**** RECORDS SUPPLIED

PR #10176, opened 2015-12-04
If PipCount < 0, then use max / -PipCount

atlimit8:
Applies to:
- `AmmoPool` : `Ammo / -PipCount`
- `Cargo` : `MaxWeight / -PipCount`
- `Harvester` : `Capacity / -PipCount`
- `StoresResources` : `Capacity / -PipCount`

### DIFF
--- a/OpenRA.Mods.Common/Traits/Cargo.cs
+++ b/OpenRA.Mods.Common/Traits/Cargo.cs
@@ -24,7 +24,8 @@ namespace OpenRA.Mods.Common.Traits
 		[Desc("The maximum sum of Passenger.Weight that this actor can support.")]
 		public readonly int MaxWeight = 0;
 
-		[Desc("Number of pips to display when this actor is selected.", "0 means no visible pips.", "-1 means same amount as MaxWeight.")]
+		[Desc("Number of pips to display when this actor is selected.", "0 means no visible pips.", "-1 means same amount as MaxWeight.",
+			"< -1 means Capacity / -PipCount pips.")]
 		public readonly int PipCount = 0;
 
 		[Desc("`Passenger.CargoType`s that can be loaded into this actor.")]
@@ -256,7 +257,7 @@ namespace OpenRA.Mods.Common.Traits
 
 		public IEnumerable<PipType> GetPips(Actor self)
 		{
-			var numPips = Info.PipCount >= 0 ? Info.PipCount : Info.MaxWeight;
+			var numPips = Info.PipCount >= 0 ? Info.PipCount : Info.MaxWeight / -Info.PipCount;
 
 			for (var i = 0; i < numPips; i++)
 				yield return GetPipAt(i);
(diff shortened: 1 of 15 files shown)


GraionDilach:
RA2 had PipWrap: http://modenc.renegadeprojects.com/PipWrap

OpenRA.Mods.Common/Traits/Cargo.cs
```diff
@@ -264,7 +265,7 @@ public IEnumerable<PipType> GetPips(Actor self)
 
 		PipType GetPipAt(int i)
 		{
-			var n = i * Info.MaxWeight / Info.PipCount;
+			var n = Info.PipCount >= 0 ? i * Info.MaxWeight / Info.PipCount : i / -Info.PipCount;
```
pchote: This behaves counter-intuitively ingame.  If you have a half-full transport with `PipCount: -2` then I would expect that the pip row would be half full, not full.

OpenRA.Mods.Common/Traits/Harvester.cs
```diff
@@ -420,7 +421,7 @@ public void OnNotifyResourceClaimLost(Actor self, ResourceClaim claim, Actor cla
 
 		PipType GetPipAt(int i)
 		{
-			var n = i * Info.Capacity / Info.PipCount;
+			var n = Info.PipCount >= 0 ? i * Info.Capacity / Info.PipCount : i / -Info.PipCount;
```
pchote: Likewise here.  Having a harvester that continues to harvest after its pip bar is full is confusing.

pchote:
I agree with @penev92 that this is a bit confusing, especially with the behaviour I noted above.  What's the motivation behind doing this?

atlimit8:
`-PipCount` units per pip so that the number of pips scales with `Ammo`, `MaxWeight`, or `Capacity`.
If that is too confusing, I can roll this back to `-1` means same amount as `Ammo`, `MaxWeight`, or `Capacity`.

Phrohdoh:
Would it make sense to turn the construct of pips entirely into an interface that has a `string Type` so implementors could do the math and always return a positive (or `0`) value?

atlimit8:
I have a branch started with:
```c#
	public struct PipType
	{
		public readonly string Sequence;
		public readonly float Fill = 0;
	}
```
where `Sequence` is the pip sequence to use and `(int)((sequence_frame_count - 1) * Fill)` is the sequence frame to allow partial fill pips.

atlimit8:
Perhaps, this should be reduced to supporting just `-1`. Maybe another property should be added such as `PipCountType` from something like `enum PipCountType { Total, Weight[, Frames] }` where `Total` is current/default behavior, `Weight` means each full pip is `PipCount` units[, and `Frames` means each full pip is sequence frame count - 1 (for empty) units (in other branch)].

chrisforbes:
Big nak to magic values, magic handling of the sign value, etc.

Use another field as a magic behavior flag / mode selector.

********

→ **INSTRUCTIONS FOR THE TASK**
Print exactly the lines above from the one with "(diff shortened: 1 of 15 files shown)" to the one with "units per pip", including both.

→ **TASK SOLUTION**
(diff shortened: 1 of 15 files shown)


GraionDilach:
RA2 had PipWrap: http://modenc.renegadeprojects.com/PipWrap

OpenRA.Mods.Common/Traits/Cargo.cs
```diff
@@ -264,7 +265,7 @@ public IEnumerable<PipType> GetPips(Actor self)
 
 		PipType GetPipAt(int i)
 		{
-			var n = i * Info.MaxWeight / Info.PipCount;
+			var n = Info.PipCount >= 0 ? i * Info.MaxWeight / Info.PipCount : i / -Info.PipCount;
```
pchote: This behaves counter-intuitively ingame.  If you have a half-full transport with `PipCount: -2` then I would expect that the pip row would be half full, not full.

OpenRA.Mods.Common/Traits/Harvester.cs
```diff
@@ -420,7 +421,7 @@ public void OnNotifyResourceClaimLost(Actor self, ResourceClaim claim, Actor cla
 
 		PipType GetPipAt(int i)
 		{
-			var n = i * Info.Capacity / Info.PipCount;
+			var n = Info.PipCount >= 0 ? i * Info.Capacity / Info.PipCount : i / -Info.PipCount;
```
pchote: Likewise here.  Having a harvester that continues to harvest after its pip bar is full is confusing.

pchote:
I agree with @penev92 that this is a bit confusing, especially with the behaviour I noted above.  What's the motivation behind doing this?

atlimit8:
`-PipCount` units per pip so that the number of pips scales with `Ammo`, `MaxWeight`, or `Capacity`.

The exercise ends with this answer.